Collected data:
○ ○ ○ ○ ○ ○ ○

PR #6007, opened 2026-05-09
🐛 Prevent access entries delete+recreate cycle on EKS reconciliation

### LINKED ISSUE #6003: accessEntries reconciliation causes continuous delete+recreate cycle, breaking auth
## What happened

When `accessEntries` is defined in `AWSManagedControlPlane`, CAPA deletes and recreates the access entry on every reconcile loop (~7 seconds). The access policy association is lost during this cycle because the next delete occurs before the policy is successfully re-associated.

This results in intermittent `Unauthorized` and `Forbidden` errors for all users authenticating via the affected access entry, making the cluster unusable for human operators.

## What I expected

CAPA should detect that the access entry already exists with the correct configuration and skip reconciliation (no delete+create).

## How to reproduce

1. Create an EKS cluster via CAPA with the following `accessEntries` in `AWSManagedControlPlane`:

```yaml
kind: AWSManagedControlPlane
metadata:
  name: my-cluster
spec:
  eksClusterName: my-cluster
  region: eu-central-1
  version: v1.35.1
  accessConfig:
    authenticationMode: api_and_config_map
  accessEntries:
    - principalARN: "arn:aws:iam::123456789012:role/aws-reserved/sso.amazonaws.com/eu-central-1/AWSReservedSSO_AdministratorAccess_abc123def456"
      type: standard
      accessPolicies:
        - policyARN: "arn:aws:eks::aws:cluster-access-policy/AmazonEKSClusterAdminPolicy"
          accessScope:
            type: cluster
  endpointAccess:
    private: true
    public: false
```

2. Wait for the cluster to become Ready.
3. Observe that `kubectl get ns` intermittently returns `Unauthorized` or `Forbidden`.

## Evidence

**Access entry `createdAt` changes every ~7 seconds** (entry is being deleted and recreated):

```
$ for i in 1 2 3; do aws eks describe-access-entry ... --query 'accessEntry.createdAt'; sleep 7; done
"2024-01-01T10:00:00.044000+00:00"
"2024-01-01T10:00:07.355000+00:00"
"2024-01-01T10:00:14.683000+00:00"
```

**Access policy is empty after recreation** — CAPA creates the entry but fails to associate the policy before the next reconcile deletes it:

```
$ aws eks list-associated-access-policies --cluster-name my-cluster --principal-arn "arn:aws:iam::..."
{
    "associatedAccessPolicies": []
}
```

**Kubernetes events** showed 707 reconciliations before event deduplication kicked in (count stopped incrementing while `createdAt` continued to change every 7s):

```
$ kubectl get events -n my-cluster --field-selector reason=SuccessfulReconcileAccessEntries
707    2024-01-01T10:00:00Z    2024-01-01T11:39:00Z
```

**Stopping CAPA controller confirms it is the cause** — after scaling the deployment to 0, `createdAt` stops changing and (once policy is manually re-associated) auth works stably.

**CAPA controller logs do not explicitly log access entry create/delete operations at Info level**, making this issue difficult to diagnose. The only indication is the Kubernetes event count and the changing `createdAt` timestamp.

## Suspected root cause

The access entry reconciler detects drift on every cycle even when the entry matches the desired state, triggering a delete+create. The sequence is: detect drift → delete entry (removes policy association) → create entry → (should associate policy, but next reconcile deletes before association completes).

## Environment

- CAPA version: v2.11.1
- EKS version: v1.35.1
- Kubernetes (management cluster): v1.35
- Auth mode: `API_AND_CONFIG_MAP`
- Endpoint: private only
- Principal ARN: SSO role with full IAM path (`/aws-reserved/sso.amazonaws.com/...`)

When `accessEntries` is not defined in the spec, CAPA logs `"no access entries defined, skipping reconcile"` and does not touch existing entries.

raykrueger:
**What type of PR is this?**

/kind bug

When `accessEntries` with an unspecified `type` field are defined in `AWSManagedControlPlane`, the reconciler detects drift on every cycle because an empty `Type` is compared as `""` against `"STANDARD"` (the EKS default) from the AWS API. This triggers a continuous delete-and-recreate loop every ~7s, with each deletion removing the access policy association and the subsequent recreation racing against the next reconcile before the policy can be re-associated.

This change:

1. Normalizes empty `Type` to `AccessEntryTypeStandard` before comparison in `updateAccessEntry`, so unspecified types no longer appear as drift.
2. Skips re-associating access policies that already match the desired scope to avoid unnecessary API calls.

Fixes #6003

The fix touches two functions in `pkg/cloud/services/eks/accessentry.go`:
- `updateAccessEntry` — normalizes empty type before drift detection
- `reconcileAccessPolicies` — skips already-matching policy associations; new helper `policyScopeMatches` compares desired vs existing scope

**AI Usage**:

This PR benefited from AI assistance (Qwen3.6-27B via Opencode) for:
- Initial code exploration and understanding the drift detection logic
- Drafting the PR description and release note
- Reviewing case-sensitivity of the `AccessEntryType.APIValue()` comparison

**Checklist**:

- [x] squashed commits
- [ ] includes documentation
- [x] includes emoji in title
- [x] adds unit tests

**Release note**:

```release-note
Fix infinite delete-and-recreate loop for EKS access entries when the type field is left unspecified (defaults to STANDARD).
```

### DIFF
--- a/pkg/cloud/services/eks/accessentry.go
+++ b/pkg/cloud/services/eks/accessentry.go
@@ -167,13 +167,19 @@ func (s *Service) updateAccessEntry(ctx context.Context, accessEntry ekscontrolp
 		return errors.Wrapf(err, "failed to describe access entry for principal %s", accessEntry.PrincipalARN)
 	}
 
+	// Use the actual type from AWS when not specified in spec (defaults to STANDARD on EKS)
+	desiredType := accessEntry.Type
+	if desiredType == "" {
+		desiredType = ekscontrolplanev1.AccessEntryTypeStandard
+	}
+
 	// EKS requires recreate when changing type or removing username
 	existingUsername := ""
 	if describeOutput.AccessEntry.Username != nil {
 		existingUsername = *describeOutput.AccessEntry.Username
 	}
 
-	if *accessEntry.Type.APIValue() != *describeOutput.AccessEntry.Type || accessEntry.Username != existingUsername {
+	if *desiredType.APIValue() != *describeOutput.AccessEntry.Type || accessEntry.Username != existingUsername {
 		if err = s.deleteAccessEntry(ctx, accessEntry.PrincipalARN); err != nil {
 			return errors.Wrapf(err, "failed to delete access entry for principal %s during recreation", accessEntry.PrincipalARN)
 		}
@@ -220,7 +226,12 @@ func (s *Service) deleteAccessEntry(ctx context.Context, principalArn string) er
 }
 
 func (s *Service) reconcileAccessPolicies(ctx context.Context, accessEntry ekscontrolplanev1.AccessEntry) error {
-	if accessEntry.Type == ekscontrolplanev1.AccessEntryTypeEC2Linux || accessEntry.Type == ekscontrolplanev1.AccessEntryTypeEC2Windows {
+	// Normalize type: empty means STANDARD, which needs policy reconciliation
+	entryType := accessEntry.Type
+	if entryType == "" {
+		entryType = ekscontrolplanev1.AccessEntryTypeStandard
+	}
+	if entryType == ekscontrolplanev1.AccessEntryTypeEC2Linux || entryType == ekscontrolplanev1.AccessEntryTypeEC2Windows {
 		s.scope.Info("Skipping access policy reconciliation for EC2 access type", "principalARN", accessEntry.PrincipalARN)
 		return nil
 	}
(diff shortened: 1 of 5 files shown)


richardcase:
This looks good to me, thanks @raykrueger

richardcase:
When the e2e passes feel free to unhold.

/hold

But from my side:

/approve

raykrueger:
This is failing on the upgrade policy test. So we'll still need #5992

raykrueger:
I’ll rebase this after some breakfast :)

damdo:
/hold

I think the failure here might be related PTAL @raykrueger

raykrueger:
@Ankitasw @damdo @richardcase This looks good to go now.

dlipovetsky:
The fix from https://github.com/kubernetes-sigs/cluster-api-provider-aws/pull/6176 has resolved the e2e failure, so we can remove the hold.

/hold cancel

pkg/cloud/services/eks/accessentry.go
```diff
@@ -167,13 +167,16 @@ func (s *Service) updateAccessEntry(ctx context.Context, accessEntry ekscontrolp
 		return errors.Wrapf(err, "failed to describe access entry for principal %s", accessEntry.PrincipalARN)
 	}
 
-	// EKS requires recreate when changing type or removing username
```
AndiDog, line 170: Seems the previous code allowed removing the username. Does that make any sense to support? EKS docs say the username field [is optional](https://docs.aws.amazon.com/eks/latest/APIReference/API_AccessEntry.html). How does your PR currently behave in the case of removal?

raykrueger: Having no username is one of the two problem triggers here. If it is left blank AWS assigns a value and we end up in the loop. We'd have to have a way to differentiate "unset". I'm not sure it's valuable.

AndiDog (approved):
/approve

○ ○ ○ ○ ○ ○ ○

> **PROBLEM DETAILS**
Give back, exactly as written, the stretch from the line with "1. Normalizes empty" through the line with "if err = s.deleteAccessEntry(ctx, accessEntry.PrincipalARN);", and no other lines from the records above.

> **EXERCISE SOLUTION**
1. Normalizes empty `Type` to `AccessEntryTypeStandard` before comparison in `updateAccessEntry`, so unspecified types no longer appear as drift.
2. Skips re-associating access policies that already match the desired scope to avoid unnecessary API calls.

Fixes #6003

The fix touches two functions in `pkg/cloud/services/eks/accessentry.go`:
- `updateAccessEntry` — normalizes empty type before drift detection
- `reconcileAccessPolicies` — skips already-matching policy associations; new helper `policyScopeMatches` compares desired vs existing scope

**AI Usage**:

This PR benefited from AI assistance (Qwen3.6-27B via Opencode) for:
- Initial code exploration and understanding the drift detection logic
- Drafting the PR description and release note
- Reviewing case-sensitivity of the `AccessEntryType.APIValue()` comparison

**Checklist**:

- [x] squashed commits
- [ ] includes documentation
- [x] includes emoji in title
- [x] adds unit tests

**Release note**:

```release-note
Fix infinite delete-and-recreate loop for EKS access entries when the type field is left unspecified (defaults to STANDARD).
```

### DIFF
--- a/pkg/cloud/services/eks/accessentry.go
+++ b/pkg/cloud/services/eks/accessentry.go
@@ -167,13 +167,19 @@ func (s *Service) updateAccessEntry(ctx context.Context, accessEntry ekscontrolp
 		return errors.Wrapf(err, "failed to describe access entry for principal %s", accessEntry.PrincipalARN)
 	}
 
+	// Use the actual type from AWS when not specified in spec (defaults to STANDARD on EKS)
+	desiredType := accessEntry.Type
+	if desiredType == "" {
+		desiredType = ekscontrolplanev1.AccessEntryTypeStandard
+	}
+
 	// EKS requires recreate when changing type or removing username
 	existingUsername := ""
 	if describeOutput.AccessEntry.Username != nil {
 		existingUsername = *describeOutput.AccessEntry.Username
 	}
 
-	if *accessEntry.Type.APIValue() != *describeOutput.AccessEntry.Type || accessEntry.Username != existingUsername {
+	if *desiredType.APIValue() != *describeOutput.AccessEntry.Type || accessEntry.Username != existingUsername {
 		if err = s.deleteAccessEntry(ctx, accessEntry.PrincipalARN); err != nil {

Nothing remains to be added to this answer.